BioNeMo users include numerous drug developers:
- Astellas Pharma is using BioNeMo to accelerate molecular simulations and large language models for drug discovery—as well as using the Tokyo-1 AI supercomputer toward that work.
- Iambic has agreed to contribute its NeuralPLexer model as a BioNeMo cloud API for noncommercial use, by helping researchers predict how a protein’s 3D structure changes in response to a drug molecule.
- Insilico Medicine has integrated BioNeMo in its AI-accelerated drug discovery workflow, which has grown into a pipeline of more than 30 therapeutic assets—six of them in clinical stages. Nvidia nurtured Insilico during its startup days by inviting it into its NVIDIA Inception program for startups.
- Recursion uses BioNeMo to offer its Phenom-Beta AI transformer model, designed to extract insights from cellular microscopy images to help researchers better understand cell function.

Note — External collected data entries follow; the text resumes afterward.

PR #157, opened 2015-10-31
Add support for "foreach" and "define" to masm

pjuftring:
This is an implementation for "foreach" and "define" as announced in #155 (Still not sure, if this is the right way to contribute to open PRs)
It works great, the only problem I encountered is, that in some cases (e.g. nesting) artifacts from comments mess up the generated code, but apart from that, everything works as intended.


sunfishcode:
I think the idea of a foreach macro makes sense. I'll take a closer look at this once we know what's happening with #155.

pjuftring:
Closing this PR since #155 is closed, too.

PR #159, opened 2015-11-03
Remove page_size

pjuftring:
Removes every trace of existence of page_size from the source, the
testfiles and README.md
https://github.com/WebAssembly/design/pull/442


ml-proto/host/params.ml
```diff
@@ -1,4 +1,4 @@
-let page_size = 4096L
+let page_size = 0x10000L (* 64 KiB *)
```
rossberg-chromium: Given that this is no longer a parameter, can you instead remove this definition completely? It should also vanish from the `host_params` type in the eval module.

sunfishcode:
Keeping page_size as a named variable improves the "specyness" of the code, and makes it easier to find all the places in the spec that case about page sizes. I would prefer to leave it in.

rossberg-chromium:
Fair enough. The only remaining occurrence is in the evaluation of GrowMemory. I suggest exporting page_size as a constant from the memory module and using that there.

sunfishcode:
lgtm

rossberg-chromium:
LGTM

PR #162, opened 2015-11-05
Renamed multiple definitions of exported function names

jcbeyler:


sunfishcode:
I realize that I've neglected #141 as of late, but I still think that as long as we have a multiple-modules-per-file setup, we should introduce new tests which specifically test that one can have multiple modules with functions with the same name when we fix the accidental occurrences of this.

jcbeyler:
Are you talking about multiple functions of the same name but not exported? Or are you talking about multiple functions that are then mangled because they come from different modules?

I' m open to doing whatever you like and helping out but I'd like to get this (or a form of) merged because it blocks my testing of the two test files :)

sunfishcode:
Ah. Sorry for being slow in #141; I had somehow thought that you were going to implement per-module name mangling or something and that it wasn't urgent. I've now updated and merged #141.

That said, consider yourself encouraged to make your implementation pass the new testcase too :-).

jcbeyler:
I see #141 so I was able to do: https://github.com/WebAssembly/wasm-to-llvm-prototype/commit/53392c3275e7df2f4136b688eae821ea998de4a6

But two things that are weird: names.wast seems not to have made in the mirror testsuite repo or is it me?

Second, it seems that I still have the issue for the exports.wast file that I fixed here too.

(Thanks for doing this :))

jcbeyler:
Though to be fair: because of your names.wast; I have to mangle the names a bit more (otherwise LLVM won't be happy). I'll probably end up mangling the names and adding the support to handle the exports.wast case; so we can probably go and do more interesting things :)

sunfishcode:
The testsuite repo update script missed the new file. This is fixed now.

lukewagner:
With #141 fixed, can we close this PR?  It seems like the changes in this PR to exports.wast shouldn't be needed since the reused names are in separate modules.

jcbeyler:
Yes I should be fixing it on my side with my name mangling, if I do have issues, I might come back but we can close this now

jcbeyler:
Just FYI: done now here: https://github.com/WebAssembly/wasm-to-llvm-prototype/commit/94f1fc6fa958a9735b16164cc13955962b8e3aae

Supporting names.wast and exports.wast :); next on my list is forward.wast!

PR #153, opened 2015-10-26
Implement tableswitch and flexible control flow

rossberg-chromium:
~~Bikeshedding:~~

~~- Currently still named `switch`, but we can rename it to be super-explicit if preferred.~~
~~- For consistency, new jumps are named `if_break`, `case_break`, `default_break`, but we can change that to `*_branch` or something if we decide to rename the existing `break` operator as well.~~

PR #163, opened 2015-11-05
Implement changes to control flow operators

rossberg-chromium:
Okay, here is a new implementation of the control operators (as an alternative to #153) that approximates the current description in the design doc, including the more verbose tableswitch. I managed to keep most of the complexity out of the kernel. The price to pay is that the desugaring no longer just consists of local expansions, it actually has to rewrite the case list to handle label targets. That is not ideal but probably bearable. The rest of the complexity is in the parser, where case labels get their own namespace with somewhat subtle scoping.

The abstract syntax of the jump table is more heavyweight than you envisioned, but don't say I didn't tell you so. ;)


rossberg-chromium:
Btw, here is an idea for slightly simplifying the notion of default: instead of making it a target separate from the jump table, why don't we simply say that the index operand is clamped to the size of the table? That would be equivalent, since you could then just make the default the last element of the table, but it removes one minor concept. WDYT?

rossberg-chromium:
See https://github.com/WebAssembly/spec/compare/control...control.clamp for the latter suggestion.

titzer:
On Thu, Nov 5, 2015 at 10:35 AM, rossberg-chromium <notifications@github.com
> wrote:

> Btw, here is an idea for slightly simplifying the notion of default:
> instead of making it a target separate from the jump table, why don't we
> simply say that the index operand is clamped to the size of the table? That
> would be equivalent, since you could then just make the default the last
> element of the table, but it removes one minor concept. WDYT?
>
Making it the last target of the table sounds fine to me, but I'd avoid
wording about "clamping" and just say directly that the last entry is the
default target.

ml-proto/README.md
```diff
@@ -157,9 +145,15 @@ expr:
   ( memory_size )
   ( grow_memory <expr> )
 
+switch:
+  ( table <target>* )
```
sunfishcode: Part of me was hoping we could use a LISP-style array literal, `#( <target>* )` or `[ <target>* ]` depending on the dialect, but I'm ok if we can't because of generic S-expression parsers.

ml-proto/spec/check.ml
```diff
@@ -39,6 +39,12 @@ let import c x = lookup "import" c.imports x
 let local c x = lookup "local" c.locals x
 let label c x = lookup "label" c.labels x
 
+module CaseSet = Set.Make(
+  struct
+    type t = I32.t option
+    let compare = Lib.Option.compare I32.compare_u
+  end)
```
sunfishcode: CaseSet appears to be unused now.

ml-proto/spec/int.ml
```diff
@@ -194,4 +197,7 @@ struct
   let to_string = Rep.to_string
 
   let of_int = Rep.of_int
+
+  let compare_s = compare
+  let compare_u x y = compare (Rep.add x Rep.min_int) (Rep.add y Rep.min_int)
```
sunfishcode: With CaseSet unused, these compare functions are unused too.

ml-proto/spec/int.ml
```diff
@@ -64,6 +64,9 @@ sig
   val ge_s : t -> t -> bool
   val ge_u : t -> t -> bool
 
+  val compare_s : t -> t -> int
+  val compare_u : t -> t -> int
```
sunfishcode: And these compare declarations.

ml-proto/given/lib.ml
```diff
@@ -50,6 +50,13 @@ struct
   let app f = function
     | Some x -> f x
     | None -> ()
+
+  let compare cmp_a o1 o2 =
+    match o1, o2 with
+    | None, None -> 0
+    | None, Some _ -> -1
+    | Some _, None -> 1
+    | Some x1, Some x2 -> cmp_a x1 x2
```
sunfishcode: This compare function appears unused as well.

ml-proto/given/lib.mli
```diff
@@ -20,6 +20,7 @@ sig
   val get : 'a option -> 'a -> 'a
   val map : ('a -> 'b) -> 'a option -> 'b option
   val app : ('a -> unit) -> 'a option -> unit
+  val compare : ('a -> 'a -> int) -> 'a option -> 'a option -> int
```
sunfishcode: And its type.

ml-proto/host/parser.mly
```diff
@@ -49,6 +49,11 @@ let literal s t =
     | Failure msg -> error s.at ("constant out of range: " ^ msg)
     | _ -> error s.at "constant out of range"
 
+let int32 s =
+  try I32.of_string s.it with
+    | Failure msg -> error s.at ("constant out of range: " ^ msg)
+    | _ -> error s.at "constant out of range"
```
sunfishcode: This int32 function appears unused now too.

ml-proto/test/fac.wast
```diff
@@ -27,14 +27,15 @@
     (set_local 2 (i64.const 1))
     (label
       (loop
-        (if
+        (if_else
           (i64.eq (get_local 1) (i64.const 0))
-          (break 0)
+          (br 1)
```
sunfishcode: Why did this change from 0 to 1?

sunfishcode:
This looks good to me at an initial readthrough, with some minor comments above. We can iterate from here.

I'm not partial to putting the default in the table. In my mental model, `tableswitch` desugars into first testing whether the index is out of bounds, and performing the jump table operation otherwise, so it feels more natural to keep the default separate. However, I agree that the semantics can work that way.

On that note, part of me would like to get rid of the default altogether and have `tableswitch` just trap if the index is out of bounds. It'd be great when one can prove no default is needed (eg. in a language with a strong type system). The main downside though is that if an application needs a default and does its own range check, and the tableswitch has its own builtin range check under the hood, we'd get two range checks. A clever JIT could optimize away the second by noticing it's covered by the first, or use virtual memory to make the second check "free", or other magic. However on today's hardware with a simple JIT, we'd get two range checks. I'm wondering if the part of me that wants this can convince the part that's concerned about simple JITs that it's worth doing though. If other people like it, perhaps we could explore the idea. What do you think?

ml-proto/test/fac.wast
rossberg-chromium: Because `loop` now became a jump target for its backward edge, whereas `label` used to be the only one.

rossberg-chromium:
@sunfishcode, removed dead code, thanks for finding!

rossberg-chromium:
Once this is landed, I'll create a separate PR for the "clamping" default, so we can have the discussion there.

As for a trapping switch, I'd like that even better. @titzer, do you think the scenario @sunfishcode mentions would be easy enough to optimise for something like v8-proto?

titzer:
Not sure that trapping tableswitch is a good idea. As @sunfishcode
mentions, that means an application does its own clamping to the default or
end of the table. The tableswitch basically looks like "switch(a >= size ?
size -1 : a)", i.e. a branch on the phi of a branch. Then the VM adds its
check before the switch, which is the output of the applications' check.
The only way to know the second check is in range is to do range analysis
(or a silly pattern match). If you want trap-on-out-of-bounds (which I
think will be rarer), it's easier to just make the default case have an
unconditional trap. You get the basically the same code for
trap-on-out-of-bounds and avoid needing the extra application-level
clamping on default-on-out-of-bounds.

On Thu, Nov 5, 2015 at 11:25 PM, rossberg-chromium <notifications@github.com

sunfishcode:
@titzer I don't think producers would use a clamp. LLVM, for example, will do something like this:

```
   if (a < size) {
      switch (a) {
      ...
      }
   } else {
      default_stuff_here();
   }
```

because this avoids routing the default path through the indirect branch, which is quite nice if the default path is hot, which it sometimes is in C/C++. (This is also related to why I'm not fond of thinking about the default being inside the table.)
 
If the JIT also lowers to this form instead of a clamp, we could end up with code effectively like this:

```
    if (a < size) {
       if (a < size) {
          switch (a) {
          ...
          }
       } else {
          trap();
       }
    } else {
       default_stuff_here();
    }
```

This way it's just a matter of recognizing that `a < size` is true on the true side of an `a < size` check.

rossberg-chromium:
So anybody not okay with landing this PR?

titzer:
lgtm

sunfishcode:
lgtm

dschuff:
Fixed up the conflicts with unreachable, merging based on lgtms and IRC with @sunfishcode

rossberg-chromium:
Thanks!

PR #167, opened 2015-11-07
No return value check for $print in address.wast

Teemperor:


rossberg-chromium:
This is a weaker and less complete check. The original form verifies that the function does indeed _not_ return anything (a.k. returns the empty value). That was intentional.

Teemperor:
Oh, I assumed the checks were added by accident because not even imports.wast tests for return values of imported functions. Would you accept a patch that moves/expands the tests to imports.wast? It makes IMHO more sense if an unexpected return value in a imported function would cause imports.wast to fail rather than address.wast. Also, imports.wast is already calling all existing importable functions so it's no big change to do the checks there.

rossberg-chromium:
Fine by me.

rossberg-chromium:
Oops, just rediscovered this one (hint: please ping after updating a PR). @Teemperor, there are conflicts now, would you mind resolving?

- Terray Therapeutics is developing a multi-target structural binding model with help from BioNeMo. Terray is also training generative AI models for small molecule design on Nvidia DGX Cloud.
Nvidia says developers can access NIM microservices through its NVIDIA AI Enterprise 5.0 software platform, by using NVIDIA-Certified Systems on premises, as well as through public cloud platforms such as Amazon Web Services (AWS), Google Cloud, Microsoft Azure, and Oracle Cloud Infrastructure.
Nvidia announced additional life sciences-focused collaborations as expansions of existing partnerships with Amazon Web Services (AWS), Microsoft, and other companies.
BioNeMo foundation models will soon be accessible on AWS HealthOmics, a service designed to help life sciences organizations and healthcare providers store, query, and analyze genomic, transcriptomic, and other “omics” data. AWS will use the NVIDIA Blackwell GPU platform.
Microsoft said it will combine its Microsoft Azure cloud platform with the NVIDIA DGX Cloud and NVIDIA Clara suite of computing platforms, software, and services, with the aim of helping life sciences organizations and healthcare providers accelerate clinical research and drug discovery, broaden access to precision medicines, and enhance medical image-based diagnostic technology.
GEN’s’ attendance at NVDIA GTC 2024 was funded by Nvidia.